Stored records

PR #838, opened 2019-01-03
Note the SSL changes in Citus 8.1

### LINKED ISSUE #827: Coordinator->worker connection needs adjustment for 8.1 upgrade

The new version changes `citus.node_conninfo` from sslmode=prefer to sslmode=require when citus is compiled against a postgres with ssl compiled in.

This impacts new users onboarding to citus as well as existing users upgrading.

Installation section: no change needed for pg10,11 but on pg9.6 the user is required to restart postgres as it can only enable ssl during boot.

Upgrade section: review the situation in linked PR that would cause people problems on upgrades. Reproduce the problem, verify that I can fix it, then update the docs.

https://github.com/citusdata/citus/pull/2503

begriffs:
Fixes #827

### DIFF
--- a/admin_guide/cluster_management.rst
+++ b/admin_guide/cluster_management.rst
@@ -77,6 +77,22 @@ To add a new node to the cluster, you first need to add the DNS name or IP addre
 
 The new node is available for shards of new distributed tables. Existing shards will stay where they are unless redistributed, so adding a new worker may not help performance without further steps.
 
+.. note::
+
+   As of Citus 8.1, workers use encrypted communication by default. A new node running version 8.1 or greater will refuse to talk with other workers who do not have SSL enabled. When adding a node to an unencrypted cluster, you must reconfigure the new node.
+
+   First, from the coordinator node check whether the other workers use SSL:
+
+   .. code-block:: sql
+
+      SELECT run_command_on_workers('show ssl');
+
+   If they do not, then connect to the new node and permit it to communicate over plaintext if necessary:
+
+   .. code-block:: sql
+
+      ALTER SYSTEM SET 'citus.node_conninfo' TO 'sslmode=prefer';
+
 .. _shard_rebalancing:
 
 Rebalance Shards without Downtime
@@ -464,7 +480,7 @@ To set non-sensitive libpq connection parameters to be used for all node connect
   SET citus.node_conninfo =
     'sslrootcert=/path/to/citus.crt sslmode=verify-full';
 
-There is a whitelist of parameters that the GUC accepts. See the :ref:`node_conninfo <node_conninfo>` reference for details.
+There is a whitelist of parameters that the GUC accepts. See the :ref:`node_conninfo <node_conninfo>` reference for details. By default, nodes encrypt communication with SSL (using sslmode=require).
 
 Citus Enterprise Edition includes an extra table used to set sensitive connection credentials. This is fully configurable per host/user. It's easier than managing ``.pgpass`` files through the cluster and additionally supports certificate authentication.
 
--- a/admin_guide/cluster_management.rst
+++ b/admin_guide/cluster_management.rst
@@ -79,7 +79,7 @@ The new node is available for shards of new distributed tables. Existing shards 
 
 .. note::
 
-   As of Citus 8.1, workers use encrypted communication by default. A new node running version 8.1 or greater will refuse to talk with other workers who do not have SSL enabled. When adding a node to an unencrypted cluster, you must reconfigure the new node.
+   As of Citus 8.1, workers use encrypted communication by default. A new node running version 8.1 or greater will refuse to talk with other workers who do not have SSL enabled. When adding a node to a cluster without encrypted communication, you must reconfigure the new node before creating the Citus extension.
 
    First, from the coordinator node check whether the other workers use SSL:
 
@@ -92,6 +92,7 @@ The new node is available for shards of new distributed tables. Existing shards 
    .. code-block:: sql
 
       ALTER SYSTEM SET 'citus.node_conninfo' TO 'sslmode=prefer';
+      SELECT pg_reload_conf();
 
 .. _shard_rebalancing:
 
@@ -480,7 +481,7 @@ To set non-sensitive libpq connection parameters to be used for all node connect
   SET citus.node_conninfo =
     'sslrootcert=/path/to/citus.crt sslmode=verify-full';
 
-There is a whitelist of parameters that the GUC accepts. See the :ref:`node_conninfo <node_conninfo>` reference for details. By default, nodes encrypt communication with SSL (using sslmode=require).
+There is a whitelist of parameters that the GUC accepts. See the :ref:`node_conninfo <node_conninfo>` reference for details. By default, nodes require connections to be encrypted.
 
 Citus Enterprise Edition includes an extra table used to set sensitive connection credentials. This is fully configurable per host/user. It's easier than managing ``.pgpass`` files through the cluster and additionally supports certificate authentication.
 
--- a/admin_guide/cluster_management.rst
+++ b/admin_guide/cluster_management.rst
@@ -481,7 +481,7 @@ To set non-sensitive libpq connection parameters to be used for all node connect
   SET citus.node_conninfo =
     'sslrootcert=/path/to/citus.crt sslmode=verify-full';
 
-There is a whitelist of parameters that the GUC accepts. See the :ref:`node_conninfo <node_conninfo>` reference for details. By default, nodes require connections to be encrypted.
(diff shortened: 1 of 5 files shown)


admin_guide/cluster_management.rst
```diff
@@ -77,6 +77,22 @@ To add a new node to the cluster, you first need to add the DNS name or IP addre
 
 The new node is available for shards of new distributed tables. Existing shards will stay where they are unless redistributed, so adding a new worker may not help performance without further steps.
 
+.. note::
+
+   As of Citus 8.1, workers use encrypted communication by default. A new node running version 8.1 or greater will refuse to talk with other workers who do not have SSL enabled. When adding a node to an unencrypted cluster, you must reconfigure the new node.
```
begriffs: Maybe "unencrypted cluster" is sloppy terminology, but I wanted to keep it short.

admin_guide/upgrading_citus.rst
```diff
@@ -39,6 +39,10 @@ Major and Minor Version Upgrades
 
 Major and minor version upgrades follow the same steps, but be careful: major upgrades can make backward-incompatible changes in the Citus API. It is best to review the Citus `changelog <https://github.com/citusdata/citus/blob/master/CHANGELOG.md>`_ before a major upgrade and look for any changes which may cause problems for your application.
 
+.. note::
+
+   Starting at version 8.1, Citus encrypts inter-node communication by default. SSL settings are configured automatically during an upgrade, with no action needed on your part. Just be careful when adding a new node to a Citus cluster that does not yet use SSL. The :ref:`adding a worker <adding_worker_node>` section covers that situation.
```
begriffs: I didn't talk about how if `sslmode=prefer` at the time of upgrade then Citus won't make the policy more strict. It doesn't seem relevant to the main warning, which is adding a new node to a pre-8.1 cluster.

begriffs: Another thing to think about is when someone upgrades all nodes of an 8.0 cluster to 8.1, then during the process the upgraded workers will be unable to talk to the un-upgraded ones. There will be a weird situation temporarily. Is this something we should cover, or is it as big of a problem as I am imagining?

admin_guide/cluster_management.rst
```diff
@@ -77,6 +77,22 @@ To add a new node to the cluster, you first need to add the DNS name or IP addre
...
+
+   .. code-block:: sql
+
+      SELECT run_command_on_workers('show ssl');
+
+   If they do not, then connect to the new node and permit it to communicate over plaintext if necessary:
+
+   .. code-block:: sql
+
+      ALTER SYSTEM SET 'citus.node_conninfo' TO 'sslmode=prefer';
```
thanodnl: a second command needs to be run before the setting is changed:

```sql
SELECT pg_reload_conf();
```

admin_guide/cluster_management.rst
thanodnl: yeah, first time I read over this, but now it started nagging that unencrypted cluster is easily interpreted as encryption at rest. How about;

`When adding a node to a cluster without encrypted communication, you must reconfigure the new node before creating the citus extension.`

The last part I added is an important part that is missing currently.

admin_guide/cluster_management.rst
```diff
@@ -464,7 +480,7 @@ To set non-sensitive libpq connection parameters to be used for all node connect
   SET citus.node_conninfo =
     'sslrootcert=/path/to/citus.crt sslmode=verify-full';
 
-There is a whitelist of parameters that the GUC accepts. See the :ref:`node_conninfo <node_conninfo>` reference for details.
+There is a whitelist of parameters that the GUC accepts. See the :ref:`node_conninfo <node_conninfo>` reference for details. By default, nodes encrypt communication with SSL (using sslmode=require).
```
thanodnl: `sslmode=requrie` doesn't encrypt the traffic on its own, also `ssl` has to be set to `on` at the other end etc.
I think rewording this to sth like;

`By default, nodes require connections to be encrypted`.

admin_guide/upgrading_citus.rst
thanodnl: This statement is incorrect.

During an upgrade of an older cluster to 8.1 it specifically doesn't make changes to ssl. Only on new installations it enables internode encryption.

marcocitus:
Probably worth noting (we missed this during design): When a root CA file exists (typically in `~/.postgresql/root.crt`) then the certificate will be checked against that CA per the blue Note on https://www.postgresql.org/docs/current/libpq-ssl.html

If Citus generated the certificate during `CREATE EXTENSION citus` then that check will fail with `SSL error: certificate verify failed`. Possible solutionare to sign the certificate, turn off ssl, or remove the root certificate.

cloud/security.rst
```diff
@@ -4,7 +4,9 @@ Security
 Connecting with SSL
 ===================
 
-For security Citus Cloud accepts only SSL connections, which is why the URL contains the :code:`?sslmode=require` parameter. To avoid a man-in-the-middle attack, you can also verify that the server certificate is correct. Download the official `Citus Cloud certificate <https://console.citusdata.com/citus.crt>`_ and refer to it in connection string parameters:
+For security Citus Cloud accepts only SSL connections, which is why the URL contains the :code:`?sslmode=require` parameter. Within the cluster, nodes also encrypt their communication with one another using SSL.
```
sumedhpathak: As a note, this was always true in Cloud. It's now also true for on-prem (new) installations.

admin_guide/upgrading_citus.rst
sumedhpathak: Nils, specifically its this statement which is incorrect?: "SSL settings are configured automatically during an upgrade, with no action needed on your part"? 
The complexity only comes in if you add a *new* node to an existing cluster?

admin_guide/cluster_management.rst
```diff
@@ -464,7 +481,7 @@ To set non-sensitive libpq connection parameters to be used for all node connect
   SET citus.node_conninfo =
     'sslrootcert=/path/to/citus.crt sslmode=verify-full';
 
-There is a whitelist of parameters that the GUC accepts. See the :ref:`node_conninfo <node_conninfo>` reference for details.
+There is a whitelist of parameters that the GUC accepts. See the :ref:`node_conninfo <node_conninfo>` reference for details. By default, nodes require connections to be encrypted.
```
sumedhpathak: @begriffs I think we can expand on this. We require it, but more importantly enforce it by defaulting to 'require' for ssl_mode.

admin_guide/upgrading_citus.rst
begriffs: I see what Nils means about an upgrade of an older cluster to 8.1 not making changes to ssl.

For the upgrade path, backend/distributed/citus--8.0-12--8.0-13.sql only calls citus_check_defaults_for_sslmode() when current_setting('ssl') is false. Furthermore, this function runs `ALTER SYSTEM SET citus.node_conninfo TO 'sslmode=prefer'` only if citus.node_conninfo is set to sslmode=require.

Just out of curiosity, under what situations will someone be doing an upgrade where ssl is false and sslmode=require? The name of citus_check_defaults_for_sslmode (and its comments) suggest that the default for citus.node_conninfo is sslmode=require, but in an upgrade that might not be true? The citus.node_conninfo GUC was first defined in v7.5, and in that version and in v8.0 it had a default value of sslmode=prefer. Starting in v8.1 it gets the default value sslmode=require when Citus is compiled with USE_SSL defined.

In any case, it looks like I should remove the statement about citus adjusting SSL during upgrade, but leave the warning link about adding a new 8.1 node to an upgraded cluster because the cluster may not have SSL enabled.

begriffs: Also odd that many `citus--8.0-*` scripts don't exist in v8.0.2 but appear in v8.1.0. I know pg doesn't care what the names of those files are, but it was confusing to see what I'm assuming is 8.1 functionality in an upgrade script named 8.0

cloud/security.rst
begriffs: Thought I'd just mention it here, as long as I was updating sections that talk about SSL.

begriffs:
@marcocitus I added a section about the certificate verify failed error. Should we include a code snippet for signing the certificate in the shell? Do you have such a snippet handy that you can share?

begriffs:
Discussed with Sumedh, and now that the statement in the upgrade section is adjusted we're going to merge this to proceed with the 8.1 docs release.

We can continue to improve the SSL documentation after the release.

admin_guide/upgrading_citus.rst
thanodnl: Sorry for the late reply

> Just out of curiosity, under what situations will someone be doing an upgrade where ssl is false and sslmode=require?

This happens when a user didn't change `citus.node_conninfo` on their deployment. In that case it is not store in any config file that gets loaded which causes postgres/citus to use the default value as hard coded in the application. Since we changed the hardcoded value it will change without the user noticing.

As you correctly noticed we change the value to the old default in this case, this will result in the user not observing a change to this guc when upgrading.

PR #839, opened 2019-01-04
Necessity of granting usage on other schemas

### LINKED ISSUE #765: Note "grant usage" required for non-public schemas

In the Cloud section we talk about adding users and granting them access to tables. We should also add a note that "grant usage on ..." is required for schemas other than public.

About this exercise
For every line in the entries above that contains "false", add one to a count, and give that number by itself.

Exercise output
3